> **Task to complete**
In full and without deviation, reproduce the records that follow.

> **Data for the task**
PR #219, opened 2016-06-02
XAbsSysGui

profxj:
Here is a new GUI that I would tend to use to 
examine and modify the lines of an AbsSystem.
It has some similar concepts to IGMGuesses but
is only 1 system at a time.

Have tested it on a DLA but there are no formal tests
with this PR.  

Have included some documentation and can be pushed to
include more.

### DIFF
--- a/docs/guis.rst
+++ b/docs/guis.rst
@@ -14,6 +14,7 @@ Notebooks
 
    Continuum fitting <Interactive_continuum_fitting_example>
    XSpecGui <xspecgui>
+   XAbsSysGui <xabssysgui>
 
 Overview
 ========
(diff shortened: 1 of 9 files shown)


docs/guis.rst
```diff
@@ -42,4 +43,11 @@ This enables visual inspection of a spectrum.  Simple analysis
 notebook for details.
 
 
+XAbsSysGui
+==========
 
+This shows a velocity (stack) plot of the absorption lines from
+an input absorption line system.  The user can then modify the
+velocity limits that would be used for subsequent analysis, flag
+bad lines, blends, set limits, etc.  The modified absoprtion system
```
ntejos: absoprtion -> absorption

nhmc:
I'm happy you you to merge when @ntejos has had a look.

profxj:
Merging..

> **Task response**
PR #219, opened 2016-06-02
XAbsSysGui

profxj:
Here is a new GUI that I would tend to use to 
examine and modify the lines of an AbsSystem.
It has some similar concepts to IGMGuesses but
is only 1 system at a time.

Have tested it on a DLA but there are no formal tests
with this PR.  

Have included some documentation and can be pushed to
include more.

### DIFF
--- a/docs/guis.rst
+++ b/docs/guis.rst
@@ -14,6 +14,7 @@ Notebooks
 
    Continuum fitting <Interactive_continuum_fitting_example>
    XSpecGui <xspecgui>
+   XAbsSysGui <xabssysgui>
 
 Overview
 ========
(diff shortened: 1 of 9 files shown)


docs/guis.rst
```diff
@@ -42,4 +43,11 @@ This enables visual inspection of a spectrum.  Simple analysis
 notebook for details.
 
 
+XAbsSysGui
+==========
 
+This shows a velocity (stack) plot of the absorption lines from
+an input absorption line system.  The user can then modify the
+velocity limits that would be used for subsequent analysis, flag
+bad lines, blends, set limits, etc.  The modified absoprtion system
```
ntejos: absoprtion -> absorption

nhmc:
I'm happy you you to merge when @ntejos has had a look.

profxj:
Merging..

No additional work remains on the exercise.